• **What you should do**
Return the tail of the records exactly, starting from the line containing "- [ ] adds unit tests" and ending with the final line.

• **Data items**

________________

PR #5636, opened 2025-01-22
chore: don't run e2e tests if the VHD isn't being built

timmy-wright:
**What type of PR is this?**

/kind chore

Currently if someone runs the windows VHD build pipelines for 1 VHD, the e2e tests are run for all windows VHDs. This change disables the e2e tests for the VHDs not being built.
 
Sample pipeline: https://msazure.visualstudio.com/CloudNativeCompute/_build/results?buildId=113082893&view=results

image

Fixes #

**Requirements**:

- [ ] includes documentation
- [ ] adds unit tests

**Release note**:

```
none
```

### DIFF
--- a/.pipelines/templates/.build-and-test-windows-vhd-template.yaml
+++ b/.pipelines/templates/.build-and-test-windows-vhd-template.yaml
@@ -33,11 +33,11 @@ parameters:
 
 stages:
   - stage: build_${{ parameters.stageName }}
+    condition: eq('${{ parameters.build }}', True)
     dependsOn: [ ]
     jobs:
       - job: build_${{ parameters.stageName }}
         dependsOn: []
-        condition: eq('${{ parameters.build }}', True)
         timeoutInMinutes: 180
         steps:
           - bash: |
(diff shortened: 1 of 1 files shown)


.pipelines/templates/.build-and-test-windows-vhd-template.yaml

________________

• **Answer**
- [ ] adds unit tests

**Release note**:

```
none
```

### DIFF
--- a/.pipelines/templates/.build-and-test-windows-vhd-template.yaml
+++ b/.pipelines/templates/.build-and-test-windows-vhd-template.yaml
@@ -33,11 +33,11 @@ parameters:
 
 stages:
   - stage: build_${{ parameters.stageName }}
+    condition: eq('${{ parameters.build }}', True)
     dependsOn: [ ]
     jobs:
       - job: build_${{ parameters.stageName }}
         dependsOn: []
-        condition: eq('${{ parameters.build }}', True)
         timeoutInMinutes: 180
         steps:
           - bash: |
(diff shortened: 1 of 1 files shown)


.pipelines/templates/.build-and-test-windows-vhd-template.yaml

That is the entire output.